GIVEN INFORMATION:

PR #620, opened 2017-06-27
Persistent readline history 

rolandwalker:
Persist readline history to `~/.tig_history` or `$XDG_DATA_HOME/tig/history`.

Arguably the `$XDG_DATA_HOME` part doesn't belong in `prompt.c` but this does keep `#ifdef HAVE_READLINE` tucked into a single file.

It might be preferable to persist only the "search" part of the history as `less` does.  Certainly that's the part of the feature I intend to use. However, all readline inputs are currently merged in the volatile history, and I wanted to avoid changing existing UI.

Another desirable refinement would be to take `HISTORY_SIZE` from a `~/.tigrc` option, and support disabling persistent history when set to zero.

It doesn't seem practical to provide test coverage as there isn't a reliable way to inspect the binary for its compile-time readline configuration.

### DIFF
--- a/src/prompt.c
+++ b/src/prompt.c
@@ -24,6 +24,7 @@
 #ifdef HAVE_READLINE
 #include <readline/readline.h>
 #include <readline/history.h>
+#define HISTORY_SIZE 500
 #endif /* HAVE_READLINE */
 
 static char *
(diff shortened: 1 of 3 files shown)


jonas:
Yeees, looking forward to using this. \o/
Will take a look tomorrow.

include/tig/prompt.h
```diff
@@ -46,6 +46,8 @@ struct input {
 enum input_status prompt_default_handler(struct input *input, struct key *key);
 char *read_prompt_incremental(const char *prompt, bool edit_mode, bool allow_empty, input_handler handler, void *data);
 char *read_prompt(const char *prompt);
+const char *prompt_histfile(void);
+void prompt_teardown(void);
```
jonas: One minor nit, these don't have to be exported.

src/prompt.c
```diff
@@ -466,10 +467,44 @@ read_prompt(const char *prompt)
 	return line;
 }
 
+const char *
```
jonas: ... and both can be declared `static`.

jonas:
Very nice.

src/prompt.c
```diff
@@ -478,6 +513,17 @@ read_prompt(const char *prompt)
...
+prompt_histfile()
+{
+	return "";
+}
+
+static void
+prompt_teardown(void)
+{
+}
+
```
jonas: Forgot to mention that these can be removed. But I can do that after merge.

WHAT YOU WILL DO:
From the first line to the last, retype the records exactly as they stand above.

FINISHED TASK:
PR #620, opened 2017-06-27
Persistent readline history 

rolandwalker:
Persist readline history to `~/.tig_history` or `$XDG_DATA_HOME/tig/history`.

Arguably the `$XDG_DATA_HOME` part doesn't belong in `prompt.c` but this does keep `#ifdef HAVE_READLINE` tucked into a single file.

It might be preferable to persist only the "search" part of the history as `less` does.  Certainly that's the part of the feature I intend to use. However, all readline inputs are currently merged in the volatile history, and I wanted to avoid changing existing UI.

Another desirable refinement would be to take `HISTORY_SIZE` from a `~/.tigrc` option, and support disabling persistent history when set to zero.

It doesn't seem practical to provide test coverage as there isn't a reliable way to inspect the binary for its compile-time readline configuration.

### DIFF
--- a/src/prompt.c
+++ b/src/prompt.c
@@ -24,6 +24,7 @@
 #ifdef HAVE_READLINE
 #include <readline/readline.h>
 #include <readline/history.h>
+#define HISTORY_SIZE 500
 #endif /* HAVE_READLINE */
 
 static char *
(diff shortened: 1 of 3 files shown)


jonas:
Yeees, looking forward to using this. \o/
Will take a look tomorrow.

include/tig/prompt.h
```diff
@@ -46,6 +46,8 @@ struct input {
 enum input_status prompt_default_handler(struct input *input, struct key *key);
 char *read_prompt_incremental(const char *prompt, bool edit_mode, bool allow_empty, input_handler handler, void *data);
 char *read_prompt(const char *prompt);
+const char *prompt_histfile(void);
+void prompt_teardown(void);
```
jonas: One minor nit, these don't have to be exported.

src/prompt.c
```diff
@@ -466,10 +467,44 @@ read_prompt(const char *prompt)
 	return line;
 }
 
+const char *
```
jonas: ... and both can be declared `static`.

jonas:
Very nice.

src/prompt.c
```diff
@@ -478,6 +513,17 @@ read_prompt(const char *prompt)
...
+prompt_histfile()
+{
+	return "";
+}
+
+static void
+prompt_teardown(void)
+{
+}
+
```
jonas: Forgot to mention that these can be removed. But I can do that after merge.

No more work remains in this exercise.